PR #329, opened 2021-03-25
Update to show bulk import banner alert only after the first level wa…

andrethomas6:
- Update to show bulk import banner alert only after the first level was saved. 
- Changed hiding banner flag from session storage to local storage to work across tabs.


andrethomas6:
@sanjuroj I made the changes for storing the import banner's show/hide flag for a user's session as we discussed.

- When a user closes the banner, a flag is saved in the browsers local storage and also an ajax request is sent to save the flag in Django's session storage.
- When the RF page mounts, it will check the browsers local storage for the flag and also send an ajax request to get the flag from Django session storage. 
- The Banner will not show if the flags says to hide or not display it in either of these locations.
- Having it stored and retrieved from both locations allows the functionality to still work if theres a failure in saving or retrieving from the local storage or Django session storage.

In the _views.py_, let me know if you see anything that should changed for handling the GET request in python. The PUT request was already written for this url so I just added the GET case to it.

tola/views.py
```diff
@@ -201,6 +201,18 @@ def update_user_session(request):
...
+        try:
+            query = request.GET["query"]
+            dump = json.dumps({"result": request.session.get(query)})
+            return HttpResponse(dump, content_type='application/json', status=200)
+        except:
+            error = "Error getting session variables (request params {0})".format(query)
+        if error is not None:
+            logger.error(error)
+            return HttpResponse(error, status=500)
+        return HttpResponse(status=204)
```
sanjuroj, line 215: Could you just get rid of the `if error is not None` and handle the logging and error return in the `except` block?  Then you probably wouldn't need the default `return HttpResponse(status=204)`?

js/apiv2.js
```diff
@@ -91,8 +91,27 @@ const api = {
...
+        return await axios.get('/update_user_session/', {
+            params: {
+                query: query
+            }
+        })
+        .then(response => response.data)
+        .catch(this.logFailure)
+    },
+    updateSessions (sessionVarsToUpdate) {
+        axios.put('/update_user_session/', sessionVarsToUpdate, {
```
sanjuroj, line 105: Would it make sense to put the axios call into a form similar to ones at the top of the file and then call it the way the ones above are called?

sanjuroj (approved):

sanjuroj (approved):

□ □ □

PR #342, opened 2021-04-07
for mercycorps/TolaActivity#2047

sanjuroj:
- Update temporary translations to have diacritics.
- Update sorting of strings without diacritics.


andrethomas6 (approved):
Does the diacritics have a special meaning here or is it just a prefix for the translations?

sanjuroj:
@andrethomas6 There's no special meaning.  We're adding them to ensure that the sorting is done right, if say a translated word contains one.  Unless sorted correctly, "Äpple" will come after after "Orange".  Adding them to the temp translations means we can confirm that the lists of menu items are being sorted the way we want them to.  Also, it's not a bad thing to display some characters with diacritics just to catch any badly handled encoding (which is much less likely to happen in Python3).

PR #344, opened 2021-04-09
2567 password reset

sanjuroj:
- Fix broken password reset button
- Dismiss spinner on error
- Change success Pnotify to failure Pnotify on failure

□ □ □

_WHAT YOU HAVE TO DO_
Look above for the line that contains "PR #329, opened 2021-03-25". Starting there, transcribe every line exactly until you have copied the line that contains "- When the RF".

_SOLUTION FOR THIS EXERCISE_
PR #329, opened 2021-03-25
Update to show bulk import banner alert only after the first level wa…

andrethomas6:
- Update to show bulk import banner alert only after the first level was saved. 
- Changed hiding banner flag from session storage to local storage to work across tabs.


andrethomas6:
@sanjuroj I made the changes for storing the import banner's show/hide flag for a user's session as we discussed.

- When a user closes the banner, a flag is saved in the browsers local storage and also an ajax request is sent to save the flag in Django's session storage.
- When the RF page mounts, it will check the browsers local storage for the flag and also send an ajax request to get the flag from Django session storage. 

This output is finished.